Measuring financial conditions, however, is not straightforward, given the complexity of the financial sector characterised by a wide range of financial variables with distinctive characteristics and predictive powers of economic activity that change over time. A wide range of financial variables are needed to evaluate the functioning of financial markets in real time, but it would be impractical to focus on each and every individual financial indicator separately. Thus, a summary statistics of financial variables in the form of a financial condition index (FCI) is often constructed to gauge the state of financial environment and the degree of strains in the financial system. Though the construction of a FCI is operationally appealing for monetary policy, it is analytically challenging, and consequently, in the literature, there are several methods of constructing it. However, they can be broadly categorised under two main approaches viz., weighted-sum approach and principal-components approach, with several variations within these two broad approaches.

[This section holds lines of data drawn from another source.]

PR #315, opened 2019-07-09
Added field selector option to query on specific field

praneethpr:


mickel1138:
Everything works OK, but am unable to select -- All -- again once I selected something else?

praneethpr:
> Everything works OK, but am unable to select -- All -- again once I selected something else?

Fixed it

src/Pelagos/Bundle/AppBundle/Resources/views/Search/default.html.twig
```diff
@@ -1,6 +1,8 @@
 {% extends "PelagosAppBundle::layout.html.twig" %}
 
-{% block head %}
+{%block stylesheets %}
+    {{ parent() }}
+
     {{ add_css (
```
mickel1138: Maybe remove these add_css functions?

PR #317, opened 2019-07-10
Added total file size to stats.

mickel1138:


src/Pelagos/Entity/DatasetRepository.php
```diff
@@ -25,6 +25,22 @@ public function countRegistered()
...
 
+    /**
+     * Sum of all dataset file sizes.
+     *
+     * @return integer Size of data in bytes.
+     */
+    public function totalDatasetSize()
+    {
+        return $this->createQueryBuilder('dataset')
+            ->select('SUM(COALESCE(datasetSubmission.datasetFileColdStorageArchiveSize,datasetSubmission.datasetFileSize))')
```
praneethpr: I dont think sum is required here

src/Pelagos/Entity/DatasetRepository.php
```diff
@@ -25,6 +25,22 @@ public function countRegistered()
             ->getSingleScalarResult();
     }
 
+    /**
+     * Sum of all dataset file sizes.
+     *
+     * @return integer Size of data in bytes.
+     */
+    public function totalDatasetSize()
```
praneethpr: Return type

PR #319, opened 2019-07-15
Feature/pelagos 3693 clean dl dialog

praneethpr:


mickel1138:
The close icon can just put a plain X, right now it is overlapping the frame. Maybe it needs padding?

praneethpr:
> The close icon can just put a plain X, right now it is overlapping the frame. Maybe it needs padding?

I thought i'll rewrite it into a javascript dialog box, I made an another task for this user story

src/Pelagos/Bundle/AppBundle/Resources/views/Download/download-splash-screen.html.twig
```diff
@@ -67,39 +65,17 @@
...
-                        </div>
-                        <div style="display: table-cell;">
-                            <button class="close_button" title="Cancel this download attempt and close this dialog screen." class="dl_button" style="padding: 0px 0px;">
-                                {% image '@PelagosAppBundle/Resources/public/images/cancel.png' %}
-                                    <img style="vertical-align:middle;" src="{{ asset_url }}" border="0">
-                                {% endimage %}
-                            </button>
-                            Cancel Download
-                        </div>
+                        <a id="download-link"> Please click here to Download</a>
```
mickel1138: Maybe add a default HREF so the link will always be styled.

PR #496, opened 2020-02-04
Added post update event listener for dataset to update the doi accord…

praneethpr:
…ingly


src/Consumer/DoiConsumer.php
```diff
@@ -123,6 +123,15 @@ public function execute(AMQPMessage $message)
             } else {
                 $this->logger->warning("Unknown routing key: $routingKey", $loggingContext);
             }
+
+            if (preg_match('/^doi/', $routingKey)) {
```
mickel1138: Remove above issue match, because it's throwing a warning of bad routing key. It works fine however.

praneethpr: Fixed it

In the weighted-sum approach, a weight is assigned to each variable considered in the index. One easy way is to assign equal weights to all the variables and obtain the FCI as a simple average (e.g., European Central Bank, 2009). The second method is to assign the weights based on the relative impact of each variable on real GDP or inflation. These weights are generated either through simulations of large-scale macroeconomic models or through the estimation of reduced-formed demand equations (IS curves) or vector autoregression (VAR) models (e.g., Beaton, Lalonde, & Luu, 2009; Swiston, 2008). In the second or principal component approach, a common factor which captures the greatest common variation in a group of financial variables is estimated. This common factor is interpreted as the unobserved common variable underlying the variation in the entire financial variables in the group.

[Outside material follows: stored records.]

PR #498, opened 2020-02-05
Feature/pelagos 3736 create fileset entity

praneethpr:


config/packages/doctrine.yaml
```diff
@@ -3,7 +3,7 @@ doctrine:
         # configure these for your database server
         driver: 'pdo_pgsql'
         charset: utf8
-        server_version: 9.6
+        server_version: 12
```
fightingtexasaggie: We probably should leave this at 9.6 as is checked in in code (stash it after making the migration), or will that make the migration not compatible?

praneethpr: Tried it, migration works at 9.6. But we should specify the correct version of postgres in the future

src/Entity/File.php
```diff
@@ -0,0 +1,283 @@
...
+    /**
+     * Doctrine identifier for File entity.
+     *
+     * @var integer
+     *
+     * @ORM\Id()
+     * @ORM\GeneratedValue()
+     * @ORM\Column(type="integer")
+     */
+    protected $id;
```
fightingtexasaggie: Are we overriding the base class Entity's ID?

src/Entity/File.php
```diff
@@ -0,0 +1,283 @@
...
+    /**
+     * File path or location.
+     *
+     * @var string
+     *
+     * @ORM\Column(type="text", nullable=true)
+     */
+    protected $filePath;
+
+    /**
```
fightingtexasaggie: possibly not needed if we're using to base class getter/setter methods

src/Entity/Fileset.php
```diff
@@ -0,0 +1,80 @@
...
+
+/**
+ * Fileset Entity class.
+ *
+ * @ORM\Entity(repositoryClass="App\Repository\FilesetRepository")
+ */
+class Fileset
+{
+
+    /**
```
fightingtexasaggie: base class?

src/Entity/File.php
praneethpr: I created the entity using bin/console make entity command, should've removed this. Thanks Mike

fightingtexasaggie:
I put output of \d file \d fileset \d dataset_submission (trimmed) on the ticket for PO review is there is nothing to test.

src/Entity/File.php
```diff
@@ -0,0 +1,262 @@
...
+{
+    /**
+     * Fileset which contains this file.
+     *
+     * @var Fileset
+     *
+     * @ORM\ManyToOne(targetEntity="Fileset", inversedBy="File")
+     * @ORM\JoinColumn(nullable=false)
+     */
+    protected $fileset;
```
mickel1138: I don't think this relationship is needed, and may complicate things later.

PR #499, opened 2020-02-06
Pelagos 3914 upgrade to symfony 4 4

mickel1138:


mickel1138:
This PR could be ready to merge, but please give it a jolly good test.

composer.json
```diff
@@ -31,20 +31,20 @@
         "php-http/httplug-bundle": "^1.10",
         "sensio/framework-extra-bundle": "^4.0",
         "simplethings/entity-audit-bundle": "^1.0",
-        "symfony/console": "4.3.*",
-        "symfony/dotenv": "4.3.*",
-        "symfony/flex": "^1.4",
-        "symfony/form": "4.3.*",
-        "symfony/framework-bundle": "4.3.*",
-        "symfony/ldap": "4.3.*",
+        "symfony/console": "^4.3",
```
praneethpr: We should probably change all the libraries to 4.4 as well

mickel1138: The up arrow means 4.3 or higher, before we had it set to exactly this version. So we actually have version 4.4.4 installed if you look at the lock file.

mickel1138:
> Why do we have multiple .gitignore files

The .gitignore files are to make sure these folder are persisted when they are empty.

composer.json
praneethpr: Yeah, I know the caret means till <5.0.0, thought we can be specific

mickel1138: Yes, it wouldn't hurt. I only changed those because otherwise it had upgrade conflicts. Even if there is a 4.5 (if) then it would upgrade to it.  I'm ok with whatever looks best?

mickel1138: Actually I take that back, it wouldn't go to 4.5, because in the json file under extra it is constrained to 4.4.

fightingtexasaggie:
The issues I was seeing with a dataset not becoming available were related to my testing environment (needed to restart consumers after switching branches hehe). All is well, tested all major sections including publink and pods. All seems the same.

src/Controller/Api/DatasetSubmissionController.php
```diff
@@ -27,23 +29,20 @@ class DatasetSubmissionController extends EntityController
...
-     *     }
-     *   },
-     *   output = "array<Pelagos\Entity\DatasetSubmission>",
-     *   statusCodes = {
-     *     200 = "The requested collection of Dataset Submissions was successfully retrieved.",
-     *     500 = "An internal error has occurred.",
-     *   }
+     * @Operation(
+     *     tags={"Dataset Submission"},
+     *     summary="Get a collection of Dataset Submissions.",
```
praneethpr: I don't know if this ever worked? Dataset submission collection throws an error 
"Could not convert database value \"0001-12-31 18:09:24-05:50:36 BC\" to Doctrine Type datetimetz. Expected format: Y-m-d H:i:sO"
And we aren't using this anywhere in our code base

mickel1138: This is because of a zero date that is being converted to UTC (less time) and makes it a weird date with BC in it. (Before Christ).

PR #42, opened 2018-10-01
Feature/dif modify/pelagos 3324 add unit tests for dif entity

praneethpr:

PR #501, opened 2020-02-07
Changed events and twig extensions to use new class.

mickel1138:


src/Twig/Extensions.php
```diff
@@ -37,7 +40,7 @@ class Extensions extends \Twig_Extension
      */
     public function __construct(KernelInterface $kernel, MaintenanceMode $maintenanceMode)
     {
-        $this->kernelRootDir = $kernel->getRootDir();
+        $this->kernelRootDir = $kernel->getProjectDir();
```
mickel1138: Rootdir is not the same as ProjectDir, so dataland breaks.

fightingtexasaggie: also new search is throwing a 500 now..looking into it

mickel1138: Adding ` . '/src';` would give the same result.

fightingtexasaggie: https://pastebin.com/fHjwy0ju  
Looks like our LogActionItemEvent isn't worknig as an Eventdispatcher Event.

mickel1138: That's just a type hinting issue. It's parent must be updated too.

mickel1138: It was more than that, the dispatch function signature changed.

src/Event/EntityEventDispatcher.php
```diff
@@ -2,7 +2,7 @@
 
 namespace App\Event;
 
-use Symfony\Component\EventDispatcher\EventDispatcherInterface;
+use Symfony\Contracts\EventDispatcher\EventDispatcherInterface;
 
 use App\Entity\Entity;
```
mickel1138: Gotta switch the dispatch method around also on line #42

mickel1138:
> Is src/Event/DatasetIndexSubscriber.php needing to be changed as well?

That stays in the Component namespace for now, as per Symfony instructions.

Within these two broad approaches, estimates of FCI differ on two other aspects. First is in the control for endogeneity of the financial variables. Estimates of FCI such as in Hatzius et al. (2010) purge the financial variables from the influence of economic cycle on the ground that since FCI summarises the information about future state of the economy contained in the current financial variables, it should ideally measure only financial shocks or exogenous shifts. In other words, endogenous reflection or embodiment in financial variables of past economic activity that itself predicts future economic activity should be removed from the FCI. On the other hand, other estimates such as in Matheson (2012) and van Roye (2011) do not purge the financial variables. The purging is done either by removing the influence from the relevant variables before the construction of the FCI (Hatzius et al., 2010; Paries et al., 2014) or after the construction of FCI (Osorio et al., 2011). But in both the methods, the purging is carried out by regressing the normalised financial variables on current and lagged measures of economic activity such as GDP growth and inflation, and segregating the residual as the unexplained component for constructing the FCI.

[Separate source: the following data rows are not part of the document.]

PR #502, opened 2020-02-10
Modified publink form to validate DOI.

mickel1138:
Also modified backend to reject non-doi.

### DIFF
--- a/public/js/publink.js
+++ b/public/js/publink.js
@@ -3,7 +3,6 @@ var $ = jQuery.noConflict();
 var valid_publication = false;
 var valid_dataset = false;
 var last_retrieved = { dataset: "", publication: "" };
-var doiForm;
 
 $(document).ready(function() {
     jQuery.validator.addMethod("doiFormat", function(value, element) {
--- a/public/js/publink.js
+++ b/public/js/publink.js
@@ -3,14 +3,36 @@ var $ = jQuery.noConflict();
 var valid_publication = false;
 var valid_dataset = false;
 var last_retrieved = { dataset: "", publication: "" };
+var doiForm;
 
 $(document).ready(function() {
-    $('#retrieve_publication').button().click(function () {
-        retrievePublicationCitation();
+    jQuery.validator.addMethod("doiFormat", function(value, element) {
+        var regPattern = /^10.\d{4,9}\/[-._;()\/:A-Z0-9]+$/i
+        return this.optional(element) || (regPattern.test(value));
+    },function (params, element) {
+        return "Please enter a valid DOI"
     });
-    $('#retrieve_dataset').button().click(function () {
-        retrieveDatasetCitation();
+
+    $("#doiForm").validate({
+        submitHandler: function(form) {
+            retrievePublicationCitation();
+        },
+        rules: {
+            doi: {
+                    doiFormat: false
+            }
+        }
     });
+
+    $("#udiForm").validate({
+        submitHandler: function(form) {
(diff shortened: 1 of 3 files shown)


public/js/publink.js
```diff
@@ -5,12 +5,33 @@ var valid_dataset = false;
 var last_retrieved = { dataset: "", publication: "" };
 
 $(document).ready(function() {
-    $('#retrieve_publication').button().click(function () {
-        retrievePublicationCitation();
+    jQuery.validator.addMethod("doiFormat", function(value, element) {
+        var regPattern = /^10.\d{4,9}\/[-._;()\/:A-Z0-9]+$/i
```
mickel1138: This DOI regex is fairly strict. While the one on API is less strict. (https://github.com/griidc/pelagos/pull/502/files#diff-3462843700e70b69066a685d5c23b761R141)

fightingtexasaggie: https://www.doi.org/doi_handbook/2_Numbering.html#2.2.1 Yeah, that regex is way too strict per the DOI specification 2.2.1, "There is no defined limit on the length of the DOI name, or of the DOI prefix or DOI suffix." Also, any printable character is valid. Also "The DOI name is case-insensitive and can incorporate any printable characters from the legal graphic characters of Unicode" so we've got expand allowable characters.

We talked about it once upon a time and agreed on 10.* It think

mickel1138: This regex is suggested by Crossref. Maybe it should be a bit more strict here. But i'm ok with relaxing it to `10\..*`

src/Controller/Api/PublicationController.php
```diff
@@ -138,7 +138,7 @@ public function postAction(Request $request, PubLinkUtil $pubLinkUtil)
 
         $doi = $request->request->get('doi');
 
-        if (false === preg_match('/^10\./', $doi)) {
+        if (false == preg_match('/^10\..*/', $doi)) {
```
praneethpr: is there a reason for removing the type-hint?

public/js/publink.js
```diff
@@ -5,12 +5,33 @@ var valid_dataset = false;
 var last_retrieved = { dataset: "", publication: "" };
 
 $(document).ready(function() {
-    $('#retrieve_publication').button().click(function () {
-        retrievePublicationCitation();
+    jQuery.validator.addMethod("doiFormat", function(value, element) {
```
praneethpr: I think we should stop adding more jQuery stuff, if we are planning to move away from it. We can use vanilla JS and packages for it, for validation we can use this alternative
https://validatejs.org/

fightingtexasaggie: at some point, this is going to be a big epic

src/Controller/Api/PublicationController.php
fightingtexasaggie: https://www.php.net/manual/en/function.preg-match.php -  PHPs nastiness - possible return of different types that both evaluate to false.

mickel1138: It's only false if an error occurred. That seems unlikely to happen.
https://github.com/griidc/pelagos/commit/29af7783e0642b0b21e1e3f0edb4a0d9d0fc377b#diff-98d3078053a7ffd5bb3afaf91ae5dc5fL58-R58

Example: https://3v4l.org/UK5Mt

public/js/publink.js
mickel1138: I'm all for no more jQuery, html 5 input have `pattern` property.

PR #508, opened 2020-02-14
Misc/upgrade nelmio doc

praneethpr:


praneethpr:
I did a good end to end test for this branch, this could be merged to Symfony 4.4 upgrade. If we do it at another time, we should do an end-to end test again because these changes affect the APIs @mickel1138 @fightingtexasaggie

composer.json
```diff
@@ -41,11 +42,12 @@
         "symfony/security-bundle": "4.4.*",
         "symfony/swiftmailer-bundle": "^3.1",
         "symfony/templating": "4.4.*",
+        "symfony/twig-pack": "^1.0",
         "symfony/validator": "4.4.*",
         "symfony/webpack-encore-bundle": "^1.1",
         "symfony/yaml": "4.4.*",
         "twig/extensions": "^1.5",
-        "willdurand/hateoas-bundle": "^1.1"
+        "willdurand/hateoas-bundle": "^2.1"
```
mickel1138: Maybe make this 2.0, so we know that we specifically needed 2.1 (or higher)

config/packages/nelmio_api_doc.yaml
```diff
@@ -1,22 +1,9 @@
...
-#            license:              null
-#            licenseUrl:           null
-#    cache:
-#        enabled:              false
-#        file:                 '%kernel.cache_dir%/api-doc.cache'
+nelmio_api_doc:
+    documentation:
+        info:
+            title: Pelagos
+            description: This is an awesome app!
```
mickel1138: Not sure what the description should be, or the version?

config/routes/nelmio_api_doc.yaml
```diff
@@ -1,3 +1,12 @@
...
-    resource: "@NelmioApiDocBundle/Resources/config/routing.yml"
-    prefix:   /api/doc
+# Expose your documentation as JSON swagger compliant
+app.swagger:
+    path: /api/doc.json
+    methods: GET
+    defaults: { _controller: nelmio_api_doc.controller.swagger }
+
+## Requires the Asset component and the Twig bundle
+## $ composer require twig asset
```
mickel1138: Should we require this (twig) separately? It's already installed because of other packages.

mickel1138: Actually, I see it has been added.

composer.json
praneethpr: ^2.1 does mean that we specifically needed 2.1 or higher right?

config/packages/nelmio_api_doc.yaml
praneethpr: we can start with 1.0.0 for version and its anyways for internal viewing

config/routes/nelmio_api_doc.yaml
praneethpr: This installs a different package called symfony/twig-pack, I think its different from the twig package we use?

composer.json
mickel1138: Yes, it does mean that. But this makes me thing that 2.0 was no good. What is there is no 2.1? It was more of a type-o I think.

config/packages/nelmio_api_doc.yaml
mickel1138: The API is public, some people may make use of it. However, we don't publish it the URL publicly I thnk.

config/routes/nelmio_api_doc.yaml
mickel1138: The symfony pack is just a bundle/package of commonly used bundles/packages that Symfony uses when using twig.

PR #509, opened 2020-02-17
Fixed citation year at dataset entity level

praneethpr:


src/Entity/Dataset.php
```diff
@@ -573,7 +573,7 @@ public function getCitation()
         $title = preg_replace('/\.$/', '', $title);
         $udi = $this->getUdi();
         $author = $this->getAuthors();
-        $year = $this->getReferenceDateYear();
+        $year = ($this->getAcceptedDate()) ? $this->getAcceptedDate()->format('Y') : null;
```
mickel1138: Maybe add instanceOf ?

praneethpr: Maybe we should wait till we decide on what dates to use, and we can probably make changes to all affecting applications in this ticket

PR #511, opened 2020-02-18
Added dispatch event for put action if save and continue later is used

praneethpr:


mickel1138:
This is not correct, now every time you click save (draft), it will send an e-mail. Have to discuss with PO.

PR #514, opened 2020-02-21
Feature/pelagos 3926 add checks to remotely hosted app

fightingtexasaggie:


src/Controller/UI/RemotelyHostedDatasetsController.php
```diff
@@ -155,4 +158,48 @@ private function dispatchLogEvent(Dataset $dataset, string $actor)
...
     }
+
+    /**
+     * Check to see if the remotely-hosted fields are all populated.
+     *
+     * @param DatasetSubmission $datasetSubmission A DatasetSubmission.
+     *
+     * @return array $errors Containing strings of each unpopulated attribute, or empty array for compliant.
+     */
+    public function remotelyHostedPrerequsiteCheck(DatasetSubmission$datasetSubmission) : array
```
mickel1138: need space?

src/Controller/UI/RemotelyHostedDatasetsController.php
```diff
@@ -155,4 +158,48 @@ private function dispatchLogEvent(Dataset $dataset, string $actor)
...
+    {
+        $errors = array();
+
+        if (!$datasetSubmission instanceof DatasetSubmission) {
```
praneethpr: I feel this check should be placed in the previous function, because if suppose DatasetSubmission object doesn't exist and this function is called, PHP would throw an error for incorrect parameter type

src/Controller/UI/RemotelyHostedDatasetsController.php
```diff
@@ -155,4 +162,45 @@ private function dispatchLogEvent(Dataset $dataset, string $actor)
...
     }
+
+    /**
+     * Check to see if the remotely-hosted fields are all populated.
+     *
+     * @param DatasetSubmission $datasetSubmission A DatasetSubmission.
+     *
+     * @return array $errors Containing strings of each unpopulated attribute, or empty array for compliant.
+     */
+    public function remotelyHostedPrerequsiteCheck(DatasetSubmission$datasetSubmission): array
```
mickel1138: No space between typehint and parameter?

fightingtexasaggie: and yet, somehow that worked! hehe oops

src/Controller/UI/RemotelyHostedDatasetsController.php
```diff
@@ -84,20 +85,26 @@ public function postAction(Request $request)
...
             $datasetStatus = $dataset->getDatasetStatus();
-
-            if ($datasetStatus === Dataset::DATASET_STATUS_ACCEPTED) {
-                if (DatasetSubmission::TRANSFER_STATUS_REMOTELY_HOSTED !== $datasetSubmission->getDatasetFileTransferStatus()) {
-                    $datasetSubmission->setDatasetFileTransferStatus(DatasetSubmission::TRANSFER_STATUS_REMOTELY_HOSTED);
-
-                    $this->dispatchLogEvent($dataset, $this->getUser()->getUserId());
-                    return new Response('Dataset UDI ' . $udi . ' has been successfully set to remotely hosted.', Response::HTTP_OK);
+            $datasetSubmission = $dataset->getDatasetSubmission();
+            if (null !== $datasetSubmission) {
```
mickel1138: InstanceOf would work better here I think.

mickel1138:
Works, but the Noty warning only shows for a few seconds, maybe this should be a model error. That stays up.

src/Controller/UI/RemotelyHostedDatasetsController.php
praneethpr: Yeah I agree

public/js/remotelyHostedDatasets.js
```diff
@@ -25,28 +25,57 @@ $(document).ready(function(){
             url: Routing.generate("pelagos_app_ui_remotelyhosteddatasets_post", {udi : $("#udiInput").val().trim()}),
         }).done(function(data, textStatus, jqXHR){
             var messageType = "success";
+            var modalBool = false;
             //return informative message for 202 code
             if (202 === jqXHR.status) {
+                console.log(data);
```
mickel1138: delete debug code

public/js/remotelyHostedDatasets.js
```diff
@@ -25,28 +25,57 @@ $(document).ready(function(){
...
                 messageType = "warning";
+                if (data.includes("CONFIRM:")) {
+                    data = data.replace("CONFIRM:","");
+                    var confirmBool = true;
+                }
             } else {
                 //reset table
                 $("#remotelyHostedDatasetsTable").pelagosDataTable();
             }
-            var n = noty(
```
mickel1138: Understand you are passing JSON, these are 90% the same, so you can make a base json, then add or remove properties based on the condition.

public/js/remotelyHostedDatasets.js
```diff
@@ -25,28 +25,57 @@ $(document).ready(function(){
...
+                    type: messageType,
+                    text: data,
+                    modal: true,
+                    animation: {
+                        open: "animated fadeIn", // Animate.css class names
+                        close: "animated fadeOut", // Animate.css class names
+                        easing: "swing", // unavailable - no need
+                        speed: 500 // unavailable - no need
+                    },
+                    buttons: [
```
mickel1138: Buttons are not needed, click will close it. (Rather than timeout).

The second difference is in the exclusion of policy interest rate or a short-term interest rate from the set of financial variables constituting the FCI. FCI as estimated in Swiston (2008), which includes policy interest rate, can be interpreted as an extension of monetary conditions indices to account for more complex transmission mechanisms than those subsumed by policy interest rates and exchange rate changes (Paries et al., 2014). On the other hand, others such as Matheson (2012), Hatzius et al. (2010) and van Roye (2011) exclude policy interest rate from the FCI to segregate those transmission channels unaccounted for by the traditional monetary policy transmission mechanism emanating from policy interest rate.

In the Indian context, there are very few estimates of FCI that are publicly available. Kannan, Sanyal and Bhoi (2006) estimate only a monetary condition index (MCI), a narrow concept of FCI, consisting of interest rate and exchange rate, with the weights on these variables based on the estimate of an aggregate demand equation. The MCI is then obtained as the weighted-sum of deviations of interest rate and exchange from the base period. In another alternative specification, bank credit is also considered as an additional variable. They find that the estimated MCIs are able to track GDP growth more than inflation. Osorio et al. (2011) estimated FCIs for 13 Asian economies, including India, based on four financial variables using both weighted-sum approach and principal component analysis approach, and a combination of both by a simple average. In the PCA-based approach, the variables are also purged from the influence of business cycle to remove endogeneity problem. They find that interest rates and bank credit provide a greater contribution to their estimated FCIs, which is able to predict GDP growth in India. More recently, Shankar (2014) estimates FCI using PCA on 13 financial market variables encompassing four money market variables and three variables each from bond market, forex market and stock market. It finds a relatively high correlation between the FCI and growth in IIP and GDP, but does not conduct any formal test to establish the predictive ability of the estimated FCI of future economic activity.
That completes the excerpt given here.